"Oh, Daddy dear, what is it?" she asked, anxiously.

"I—I'll tell you—presently," he replied, chokingly. "I am a little out of breath. I am getting too—too stout. And my throat has bothered me a good deal of late. Would you mind getting me that throat spray and medicine Dr. Rathby left? That always helps me."

"I'll get it," offered Alice, quickly, as her father sank into a chair, and while she searched in the medicine closet for it, there was a dull ache in her heart. More trouble! And there had been so much of it of late. The sun had seemed to break through the clouds, and now it had gone behind again.

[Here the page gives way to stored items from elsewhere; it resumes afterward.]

Issue #190, opened 2018-05-02
`if type(val) is str` is a bit too strict


hynek:
It makes sense to use a subclass of str for example if I want to put a secret into a class but want to censor the repr: https://github.com/hynek/environ_config/blob/69b1c8ab25fde3c20fa21de1a044e30760c86d36/src/environ/secrets.py#L114-L124

This breaks with the latest versions.

asvetlov:
Hackish.
I can do `str(val)` if the type is not strict `str` but derived class.
You should understand that it implies a little performance penalty.

hynek:
Why not `isinstance(val, str)`? That slow?

hynek:
I only need this outside of aiohttp to parse URLs from secrets so performance is not an issue. Would it be perf-neutral for you if you added `or isinstance()`? It’s lazily evaluated so it shouldn’t be a measurable slow down?

asvetlov:
Done in yarl 1.2.3

hynek:
Amazing, thank you!

PR #1342, opened 2024-10-20
Fix blocking I/O to load python code when the network location contains non-ascii characters

bdraco:
`urlsplit` is not async safe since it can import `unicodedata` at runtime which does blocking I/O to load python code from disk.  This PR replaces it with a new version that is functionality compatible but rewritten a bit to have better performance and avoid run time imports

To improve performance https://github.com/aio-libs/yarl/issues/190#issuecomment-385992055 suggested cythonizing it but I think thats a lot more to maintain, and the performance issues can likely be solved in python.  

Long term this also means we don't have to use `SplitResult` internally anymore and can fix issues where `urlsplit` doesn't work as we expected and have been sitting in the issue queue for years in future PRs


bdraco:
This is a performance improvement and a bugfix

And while the girls are thus preparing to minister to their father, I will tell my new readers something of the previous books of this series, and a little about the main characters.

In the initial volume, entitled "The Moving Picture Girls; Or, First Appearances in Photo Dramas," I related how Mr. Hosmer DeVere, a talented actor, suddenly lost his voice, by the return of an old throat affection. He had just been "cast" for an important part in a new play, but had to give it up, as he could not speak distinctly enough to be heard across the footlights.

The DeVere family fortunes were at low ebb, and money was much needed. By accident Russ Dalwood, a moving picture operator, suggested to one of the girls that their father might act for a moving picture film company, as he would not have to use his voice in such employment.

How Mr. DeVere took the engagement, and how Ruth and Alice followed him, as well as their part in helping Russ to save a valuable camera patent—all this you will find set down in the first book.

In the second volume, entitled "The Moving Picture Girls at Oak Farm; Or, Queer Happenings While Taking Rural Plays," the scene was shifted to the country. There you may read of many strange occurrences, as well as funny ones—how Alice fell into the water—but there! I must save my space in this book for the happenings of it. I might add that, incidentally, the girls helped to solve a strange mystery concerning Oak Farm, and solved it in a way that made glad the hearts of Mr. and Mrs. Felix Apgar, the parents of Sandy, and of the heart of Sandy himself.

Mr. Frank Pertell was the manager of the Comet Film Company, with whom Mr. DeVere and his daughters had an engagement, and the entire company, including the DeVeres, spent a whole summer at Oak Farm, in New Jersey, making rural plays.

The company had just returned to New York City, to finish some dramas there, and Mr. Pertell was working on new plans, which were not, as yet, fully developed.